DATA RECORDS:
PR #148, opened 2015-12-19
fix(commits.js): Allow for long commit logs

wcandillon:


hbetts:
I don't really understand why this is failing. The `exec` method takes an options object, and the transpiled code looks fine.

Issue #114, opened 2015-10-12
An error on CI install


mrself:
I have such an error when setup cli:
```
semantic-release-cli setup
? Are you using GitHub Enterprise? No
? What is your npm registry? https://registry.npmjs.org/
? What is your npm username? mrself
? What is your npm email? yaruk.my@gmail.com
? What is your GitHub username? mrself
? What CI are you using? Travis CI
C:\Users\Lightman\AppData\Roaming\npm\node_modules\semantic-release-cli\dist\lib\travis.js:113
    travis.repos(info.ghrepo.slug[0], info.ghrepo.slug[1]).get(function (err,
                            ^
TypeError: Cannot read property 'slug' of undefined
    at C:\Users\Lightman\AppData\Roaming\npm\node_modules\semantic-release-cli\dist\lib\travis.js:113:29
    at C:\Users\Lightman\AppData\Roaming\npm\node_modules\semantic-release-cli\dist\lib\travis.js:50:5
    at C:\Users\Lightman\AppData\Roaming\npm\node_modules\semantic-release-cli\node_modules\travis-ci\lib\travis-ci.js:51:21
    at Request._callback (C:\Users\Lightman\AppData\Roaming\npm\node_modules\semantic-release-cli\node_modules\travis-ci\lib\travis-http.js:51:13)
    at Request.self.callback (C:\Users\Lightman\AppData\Roaming\npm\node_modules\semantic-release-cli\node_modules\travis-ci\node_modules\request\index.js:148:22)
    at Request.emit (events.js:110:17)
    at Request.<anonymous> (C:\Users\Lightman\AppData\Roaming\npm\node_modules\semantic-release-cli\node_modules\travis-ci\node_modules\request\index.js:886:14)
    at Request.emit (events.js:129:20)
    at IncomingMessage.<anonymous> (C:\Users\Lightman\AppData\Roaming\npm\node_modules\semantic-release-cli\node_modules\travis-ci\node_modules\request\index.js:837:12)

    at IncomingMessage.emit (events.js:129:20)
```

mrself:
My github repo was `git+git@github.com:mrself/` instead of `git+https://github.com/mrself/`. I think I did not notice it when run `npm init`

bahmutov:
Same problem, the repo in package.json
```
"repository": {
     "type": "git",
     "url": "git@github.com:bahmutov/obind.git"
}
```

bahmutov:
[...]

PR #77, opened 2015-08-31
gitlab support

johann-sonntagbauer:
Provide support for gitlab based repositories. To enable the support the github based verification checks are refactord into own verificationConditions plugin. Also the plugin mechanism is modified a little so that all plugins can be called with Array notation.

The configuration for gitlab scenarios is as follows:
package.json

``` javascript
{
 "release": {
    "debug": false,
    "verifyConditions": "semantic-release/dist/lib/plugin-noop"
  },
  scripts: {
    "semantic-release": "semantic-release pre && npm publish"
  }
}
```

PR #166, opened 2016-01-07
feat(gitlab): added support for parsing hosted gitlab repo urls

bahmutov:
Replaced parse github url with updated version with more git cases supported, including gitlab domains.
Might be a good complement when/before/after https://github.com/semantic-release/semantic-release/pull/77 lands

### DIFF
--- a/package.json
+++ b/package.json
@@ -13,6 +13,7 @@
     "path": "node_modules/cz-conventional-changelog/"
   },
   "dependencies": {
+    "@bahmutov/parse-github-repo-url": "^0.1.0",
     "@semantic-release/commit-analyzer": "^2.0.0",
     "@semantic-release/condition-travis": "^5.0.0",
     "@semantic-release/error": "^1.0.0",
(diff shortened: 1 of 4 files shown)


package.json
```diff
@@ -13,6 +13,7 @@
     "path": "node_modules/cz-conventional-changelog/"
   },
   "dependencies": {
+    "@bahmutov/parse-github-repo-url": "^0.1.0",
```
hbetts: Perhaps a silly question, but why another parse library?

Just searching Google, there are quite a few out there.

Also, if it's not github specific (your README mentions GItLab), why not remove the `github` reference from the package name?

bahmutov: The idea was that library was already used, just not maintained, so it was missing a few cases. I just kept adding use cases, so it is pretty simple replacement.

boennemann:
Thanks for this @bahmutov. Just to clarify, merging this would also fix #114, right?

bahmutov:
Yes forgot about that open issue, should fix it

package.json
hbetts: Thanks @bahmutov

hbetts:
:+1:

boennemann:
Thanks @bahmutov! Landed here https://github.com/semantic-release/semantic-release/commit/66454e7e46d32b00bb597a4eeac05036cad8dda8

PR #173, opened 2016-01-19
Make config verification a plugin

ArnaudRinquin:
At the moment, `semantic-release` is very package oriented. Using it for end-of-the-chain app release, which don't get released on npm, isn't really possible.

In our scenario, we just run `semantic-release pre && npm semantic-release post` in order to tag and create a release Github release of the app.

The main blocker is the hard check on npm token config.

While this check is valuable when actually running `npm publish`, it's useless if we omit that step.

That PR makes it so what was in `verify.js` is now used as the `verifyConfig` plugin. I had to make asynchronous and respect regular plugin signature.

That will allow use to write our custom `verifyConfig` that doesn't check for `npm token`.

I hope this is clear enough, please shoot questions!

### DIFF
--- a/README.md
+++ b/README.md
@@ -212,6 +212,11 @@ This plugin is responsible for determining the type of the next release. It addi
 
 This plugin is responsible for generating release notes. Call the callback with the notes as a string. Have a look at the [default implementation](https://github.com/semantic-release/release-notes-generator/).
 
+### `verifyConfig`
+
+This plugins is responsible for verifying that the environment contains all the necessary configuration. By default it checks that `package.json` contains a `name` and `repository`. It also checks that
+a GitHub token is provided as weel as a npm one.
+
 ### `verifyConditions`
 
 This plugins is responsible for verifying that a release should happen in the first place. For example, the [default implementation](https://github.com/semantic-release/condition-travis/) verifies that the publish is happening on Travis, that it’s the right branch, and that all other build jobs succeeded. There are more use cases for this, e.g. verifying that test coverage is above a certain threshold or that there are no [vulnerabilities](https://nodesecurity.io/) in your dependencies. Be creative.
--- a/bin/semantic-release.js
+++ b/bin/semantic-release.js
@@ -22,6 +22,7 @@ var knownOptions = {
   'analyze-commits': [path, String],
   'generate-notes': [path, String],
   'verify-conditions': [path, String],
+  'verify-config': [path, String],
   'verify-release': [path, String]
 }
 var options = _.defaults(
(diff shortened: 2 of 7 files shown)


README.md
```diff
@@ -212,6 +212,11 @@ This plugin is responsible for determining the type of the next release. It addi
 
 This plugin is responsible for generating release notes. Call the callback with the notes as a string. Have a look at the [default implementation](https://github.com/semantic-release/release-notes-generator/).
 
+### `verifyConfig`
+
+This plugins is responsible for verifying that the environment contains all the necessary configuration. By default it checks that `package.json` contains a `name` and `repository`. It also checks that
+a GitHub token is provided as weel as a npm one.
```
hbetts: `weel` => `well`

bin/semantic-release.js
```diff
@@ -75,89 +76,91 @@ npmconf.load({}, function (err, conf) {
...
-          } catch (e) {
-            log.silly('pre', 'Couldn\'t find npm-shrinkwrap.json.')
-          }
-
-          fs.writeFileSync('./package.json', JSON.stringify(_.assign(pkg, {
-            version: release.version
-          }), null, 2))
-
-          log.verbose('pre', 'Wrote version ' + release.version + ' to package.json.')
+  plugins.verifyConfig(config, function (errors) {
```
hbetts: Can you this be broken out into a separate file, like `src/lib/plugin-verify-npm.js`.

Actually, that brings up another point. Perhaps this needs to be a very specific type of verify config plugin. One that only checks that npm is setup correctly in the environment.

hbetts: Actually I'm not sure I understand this code at all. The `verifyConditions` plugin only gets called if `verifyConfig` passes?

What if I want to ignore the npm token verification, but want to keep the GItHub verification and the `verifyConditions` plugin? Will I need to re-write the `verifyConfig` plugin, minus the `npm` check code?

test/specs/plugins.js
```diff
@@ -3,7 +3,7 @@ var test = require('tap').test
 var plugins = require('../../src/lib/plugins')
 
 test('export plugins', function (t) {
-  t.plan(5)
+  t.plan(6)
```
hbetts: Because this test block does not run multiple actions asynchronously, I would just remove the `t.plan` call, and call `t.end()` after line 15. Much less flaky (As you don't have to remember to increment the plan count each time you add a test.

src/lib/plugins.js
```diff
@@ -5,7 +5,8 @@ var exports = module.exports = function (options) {
   var plugins = {
     analyzeCommits: exports.normalize(options.analyzeCommits, '@semantic-release/commit-analyzer'),
     generateNotes: exports.normalize(options.generateNotes, '@semantic-release/release-notes-generator'),
-    getLastRelease: exports.normalize(options.getLastRelease, '@semantic-release/last-release-npm')
+    getLastRelease: exports.normalize(options.getLastRelease, '@semantic-release/last-release-npm'),
+    verifyConfig: exports.normalize(options.verifyConfig, './verify.js')
```
hbetts: Since verify is now a plugin, I would probably move it into the `lib` directory and prepend the name with `plugin-`.

hbetts:
@ArnaudRinquin you may also want to check out #77.

mdreizin:
@boennemann Did you have a chance to look at this PR?

hbetts:
As this pull request has been sitting here for a while, I'm going to go ahead and close it out.

ArnaudRinquin:
@mdreizin I'm not working on it anymore really.

pvdlg:
This should be solved by #515 which we just released in `semantic-release@10.0.0` on the `next` dist-tag.
The verifications are now part of https://github.com/semantic-release/github and https://github.com/semantic-release/npm.

PR #781, opened 2018-05-07
docs(recipe): update gitlab usage configuration

cdaringe:
# problem

- it wasn't clear to me how to setup for usage with GitLab

# solution

- fill the missing documentation gap in the GitLab recipe


pvdlg:
This recipes is part of CI recipes that covers the CI configuration only, not specifics related to a particular Git host. Note it's named `GitLab CI` and not `GitLab`.
So information related to GitLab itself (the Git host) shouldn't be in that recipe.

All the information you added are already in the documentation of the GitLab shareable config: https://github.com/semantic-release/gitlab-config. If something is unclear or missing it should be added over there.

The shareable config is also mentioned here: https://github.com/semantic-release/semantic-release/blob/caribou/docs/extending/shareable-configurations-list.md

pvdlg:
Closing per previous comment and due to no response.
Please re-open if you disagree or want to discuss/refine a possible doc improvement.

Issue #782, opened 2018-05-07
SSH Guide should be more detailed


ev1stensberg:
## New feature motivation

When following along the SSH key guide with github + travis, I did everything as expected, but it didn't work. In the guide it says "one of these is needed to push", so I assumed that a SSH key alone would make it work.

What defaults can I use, what defaults work out of the box? From intuition, I thought that if SSH keys were present, without the GH_TOKEN, then the release would trigger, but it didn't. 

## New feature description

A more detailed documentation on pushing with SSH keys and what is needed for SSH keys to work. 

( A small paragraph on what keys you need with SSH ) ( i.e GH_TOKEN + SSH keys)

## New feature implementation

N/A

pvdlg:
Fixed in #783

PR #783, opened 2018-05-07
docs: add comment about publishing with ssh keys

ev1stensberg:
As stated in #782


pvdlg:
The note added is not accurate, as the SSH keys are sufficient for the base functionalities of semantic-release core. An API is required only when using a plugin that requires it and would be mentioned in the plugin doc.

Could you replace the note with:

```md
**Note:** SSH keys allow to push the [Git tag](https://git-scm.com/book/en/v2/Git-Basics-Tagging) associated to the released version. Some plugins might also require an API token. See each plugin documentation for additional information.
```

ev1stensberg:
gotcha, updated now

ev1stensberg:
There we go 👍

pvdlg:
Thanks

PR #788, opened 2018-05-09
fix: use `git rev-parse origin/${branch}` to verify origin head

### LINKED ISSUE #786: Error when no upstream is configured for active branch
## Current behavior

Using semantic-release from Jenkins I'm experiencing the next error because Jenkins doesn't add an upstream branch for the checked out branch:

```
[Semantic release]: An error occurred while running semantic-release: { Error: Command failed: git rev-parse master@{u}
fatal: no upstream configured for branch 'master'
```

The problem is introduced in d15905c0d5acaa0847173cc3588deb40d2848301

## Expected behaviour

Skip verifying if the local branch is up to date with the remote one when there is no upstream configured. This way new check will still be useful but without breaking scenarios where upstream is not configured.

## Environment

- **semantic-release** version: 15.3.1
- CI environment: Jenkins

pvdlg:
Fix #786.

Seems to fix the issue according to https://github.com/semantic-release/semantic-release/issues/786#issuecomment-387830848

### DIFF
--- a/lib/git.js
+++ b/lib/git.js
@@ -143,10 +143,10 @@ async function verifyTagName(tagName) {
  *
  * @param {String} branch The repository branch for which to verify status.
  *
- * @return {Boolean} `true` is the HEAD of the current local branch is the same as the HEAD of the remote branch, `false` otherwise.
+ * @return {Boolean} `true` is the HEAD of the current local branch is the same as the HEAD of the remote branch, falsy otherwise.
  */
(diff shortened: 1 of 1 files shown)


felixfbecker:
What if `origin` is not the upstream remote (or there is no remote named `origin`)?

gr2m:
It’s a problem when it’s a problem :) I’d suggest if someone runs into it in a production setting then we will address it

PR #794, opened 2018-05-18
docs: Add details about how semantic-release handles merges.

jwalton:
Especially how it handles squash merges.  See https://github.com/semantic-release/commit-analyzer/issues/65.

### DIFF
--- a/docs/support/FAQ.md
+++ b/docs/support/FAQ.md
@@ -1,5 +1,25 @@
 # Frequently Asked Questions
 
+## How does semantic-release handle merges?
+
+First, a primer on git commits.  Every commit in git has a "parent".  If you create a new git repo and make a commit `A`, since this is the first commit it will not have a parent.  If you make a second commit `B`, this commit will have `A` as the parent.  When you run `git log`, it starts at the commit you're currently on, and walks up the parents to show you the history of your branch.
+
+A "merge commit" is a special kind of commit with two parents.  To continue our example, if you create a new branch and commit `C` and `D`, then merge it into the master, master will now have five commits - `A` and `B` from master, `C` and `D` from the branch, and the merge commit itself.
+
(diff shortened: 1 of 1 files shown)


pvdlg:
The `How does semantic-release handle merges?` is really generic and unrelated to semantic-release.
semantic-release simply analyze the commits present on the release branch when it runs. It doesn't matter if those commits have been push, rebased or merged from another branch. When you merge and a Merge commit is created, semantic-release just analyze the merged (note the **d** in merge**d**) and ignore the Merge commit.
So all merge consideration are not relevant for how semantic-release works so I would remove this section entirely.

The `How does semantic-release handle squash merges?` section is not completely accurate and is not clear due to explanation about breaking change. The fact that breaking change are parsed is just a side-effect of an invalid commit message. See https://github.com/semantic-release/commit-analyzer/issues/65#issuecomment-390505020

I would replace this entire section by this paragraph in the [Troubleshooting](https://github.com/semantic-release/semantic-release/blob/caribou/docs/support/troubleshooting.md) doc instead:
```md
## Squashed commits are ignored by semantic-release

**semantic-release** parses commits according to a [commit message convention](https://github.com/semantic-release/semantic-release#commit-message-format) to figure out how they affect the codebase. Commits that doesn't follow the project's commit message convention are simply ignored.

When [squashing commits](https://git-scm.com/book/en/v2/Git-Tools-Rewriting-History#_squashing) most Git tools will by default generate a new commit message with a summary of the squashed commits. This commit message will most likely not be compliant with the project's commit message convention and therefore will be ignored by **semantic-release**.

When squashing commits make sure to rewrite resulting commit message to be compliant with the project's commit message convention.

**Note**: if the resulting squashed commit would encompasses multiple changes (for example multiple unrelated features or fixes) then it's probably not a good idea to squash those commits together. A commit should contain exactly one self-contained functional change and a functional change should be contained in exactly one commit. See [atomic commits](https://en.wikipedia.org/wiki/Atomic_commit).
```

PR #797, opened 2018-05-20
docs: clarify which commit types trigger a release

### LINKED ISSUE #787: Unclear what "relevant code changes" means
The [Readme file](https://github.com/semantic-release/semantic-release/blob/caribou/README.md) mentions that:

> ... runs the `semantic-release` command to make a release if there are **relevant codebase changes** since the last release.

and:

> By default a release will be done for each push to the release branch that contains **relevant code changes**.

But it is never explained what "relevant code changes" means exactly. After reading the [FAQ](https://github.com/semantic-release/semantic-release/blob/caribou/docs/support/FAQ.md#is-it-really-a-good-idea-to-release-on-every-push) it seems to hint that a release will happen with every single push to the release branch, and not only when there are "relevant code changes". Of course this doesn't apply if the commit has a `[skip release]` in the message.

Given these somewhat contradictory statements I'm still not sure when a release is going to happen. Of course I'm a new user, otherwise I would probably know the answer through trial and error, but I'd prefer to be sure instead of having to go through that.

pvdlg:
Fix #787

### DIFF
--- a/README.md
+++ b/README.md
@@ -68,9 +68,9 @@ Here is an example of the release type that will be done based on a commit messa
 
 ### Triggering a release
 
-When pushing new commits to the release branch (i.e. `master`) with `git push` or by merging a pull request or merging from another branch, a CI build is triggered and runs the `semantic-release` command to make a release if there are relevant codebase changes since the last release.
+For each new commits added to the release branch (i.e. `master`) with `git push` or by merging a pull request or merging from another branch, a CI build is triggered and runs the `semantic-release` command to make a release if there are codebase changes since the last release that that affect the package functionalities.
 
-By default a release will be done for each push to the release branch that contains relevant code changes. If you need more control over the timing of releases you have a couple of options:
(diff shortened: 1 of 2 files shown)


README.md
```diff
@@ -68,9 +68,9 @@ Here is an example of the release type that will be done based on a commit messa
 
 ### Triggering a release
 
-When pushing new commits to the release branch (i.e. `master`) with `git push` or by merging a pull request or merging from another branch, a CI build is triggered and runs the `semantic-release` command to make a release if there are relevant codebase changes since the last release.
+For each new commits added to the release branch (i.e. `master`) with `git push` or by merging a pull request or merging from another branch, a CI build is triggered and runs the `semantic-release` command to make a release if there are codebase changes since the last release that that affect the package functionalities.
```
ricardograca: Typo: "...that that affect..."

pvdlg: Thanks. See https://github.com/semantic-release/semantic-release/pull/798

PR #805, opened 2018-05-30
docs(plugins): remove version warning about semantic-release-docker

felixfbecker:
semantic-release-docker is compatible with latest semantic-release now,
see peerDependency: https://david-dm.org/felixfbecker/semantic-release-docker?type=peer


gr2m:
Thanks!

PR #822, opened 2018-06-16
fix: prevent exception during dryRun if generateNotes is disabled

sirlantis:
This was failing with `Error: marked(): input parameter is undefined or null` when setting `generateNotes` to `[]`.


sirlantis:
I hope my use-case of disabling changelog generation is not esoteric.

Should I test for `== null` instead?

pvdlg:
Can you add a test to keep 100% coverage? Thanks.

PR #823, opened 2018-06-16
Add SemVer compatibility badge

greysteil:
Would you be up for adding a badge that shows how SemVer compliant / bug free new releases are? I was looking through the data we gather at Dependabot and realised we could put one together, so threw together the below:

[SemVer](https://dependabot.com/compatibility-score.html?dependency-name=semantic-release&package-manager=npm_and_yarn&version-scheme=semver)

Would love your opinion - is it useful? Anything you'd change about it (e.g., keep / lose the logo)? If you click it there's an explanation of how it's calculated. I guess for `semantic-release` there's no reason why this dependency would ever break tests, so your 100% score is pretty much guaranteed.

Any feedback super appreciated!

### DIFF
--- a/README.md
+++ b/README.md
@@ -13,6 +13,9 @@
   <a href="https://greenkeeper.io">
     <img alt="Greenkeeper" src="https://badges.greenkeeper.io/semantic-release/semantic-release.svg">
   </a>
+  <a href="https://dependabot.com/compatibility-score.html?dependency-name=semantic-release&package-manager=npm_and_yarn&version-scheme=semver">
+    <img alt="semver-compatibility" src="https://api.dependabot.com/badges/compatibility_score?dependency-name=semantic-release&package-manager=npm_and_yarn&version-scheme=semver">
+  </a>
   <a href="#badge">
     <img alt="semantic-release" src="https://img.shields.io/badge/%20%20%F0%9F%93%A6%F0%9F%9A%80-semantic--release-e10079.svg">
   </a>


pvdlg:
Thanks for the proposal.
We decided a while ago to keep the badges on the readme to the minimum, so we are not going to add a new one as suggested in this PR.

I checked quickly the page associated with this badge. I might have missed something, but it's not clear for me what "semver compatibility" means. Does it check the released version are named with a semver tag? If it's the case it's not really useful as npm forces that anyway.

greysteil:
👍 - if you're not keen on badges then that makes perfect sense.

On the confusion on the page, I'd love to get to the bottom of that and change it to be clearer. Was it this line that was confusing?

> Dependabot has performed 245 updates of semantic-release between SemVer compatible versions, and 100% of those updates passed CI.

By SemVer compatible versions I'm trying to refer to changes like 2.1.0 -> 2.2.0, rather than incompatible version updates like 2.2.0 -> 3.0.0. Was it that text that confused you or something else?

pvdlg:
This sentence doesn't make much sense to me. How `2.1.0 -> 2.2.0` is valid and `2.2.0 -> 3.0.0` not? 
It's perfectly ok to release a version `3.0.0` if the last release is `2.2.0` and the new change is a breaking change.
I really don't understand what you are measuring.

greysteil:
Ah, OK - so it's measuring the percentage of users' test runs that pass when upgrading between versions that, according to SemVer, shouldn't break anything. So that would include `2.1.0 -> 2.2.0` but not necessarily `2.2.0 -> 3.0.0`. Does that make sense now? I'll try to make it clearer on the page.

pvdlg:
Ok it's clearer now.

I'm not sure you'll a reliable number though, because you are going to get a lot of false positive in cases where the CI just fail for unrelated reason, the user tests are flappy, the user tests fails for unrelated reason etc...

So someone maintaining a library and displaying your badge might end up showing something that is not 100% even though their releases perfectly respect semver.
And the score will actually depends on the quality of tests written by dependents libraries that also use  Dependabot. So if I'm unlucky and the few libraries using mine and having Dependabot configured have flappy tests then I'll get a bad score even though I fully respect semver.

greysteil:
There's certainly a problem with flaky tests, but from my experience it's not that big a one. I'm filtering out all of the projects whose tests were initially failing, and in future it would be relatively straightforward for me to filter out flaky tests, too (since Dependabot does updates across lots of dependencies for a given user we can identify whether their tests are flaky).

Even without that optimisation we see really high scores for most packages that use SemVer well - check out:
- [jest](https://dependabot.com/compatibility-score.html?dependency-name=jest&package-manager=npm_and_yarn&version-scheme=semver)
- [eslint](https://dependabot.com/compatibility-score.html?dependency-name=eslint&package-manager=npm_and_yarn&version-scheme=semver)

For others, where a breaking change or bug was accidentally introduced in a minor version, the scores are lower:
- [prettier](https://dependabot.com/compatibility-score.html?dependency-name=prettier&package-manager=npm_and_yarn&version-scheme=semver) (click ... see more to see the score for `1.12.1 -> 1.13.0`)

Anyway, thanks for your feedback!

pvdlg:
Ah ok that make sense.
I think that's an interesting feature indeed! I imagine the more people use Dependabot the more accurate the results will be.

PR #825, opened 2018-06-18
Fix documented explanation in plugins.md

richardson-trevor:
`verifyConditions` explanation was wrong previously.


pvdlg:
Thanks!

PR #859, opened 2018-07-16
docs: add new semantic-release-gcr plugin link

carlos-cubas:
Update docs to add a new community plugin semantic-release-gcr. This plugin publishes a docker image to google cloud registry.


pvdlg:
Thanks for the PR!
Looking at the code I see that you are using a [a bash script](https://github.com/carlos-cubas/semantic-release-gcr/blob/master/scripts/gcloudlogin.sh). Because of that any CI based on windows will not be able to run your plugin.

TO DO: Wherever the string "next" occurs in the data, copy the line that holds it.

ANSWER TO THIS EXERCISE:
@@ -212,6 +212,11 @@ This plugin is responsible for determining the type of the next release. It addi
@@ -212,6 +212,11 @@ This plugin is responsible for determining the type of the next release. It addi
This should be solved by #515 which we just released in `semantic-release@10.0.0` on the `next` dist-tag.
Using semantic-release from Jenkins I'm experiencing the next error because Jenkins doesn't add an upstream branch for the checked out branch:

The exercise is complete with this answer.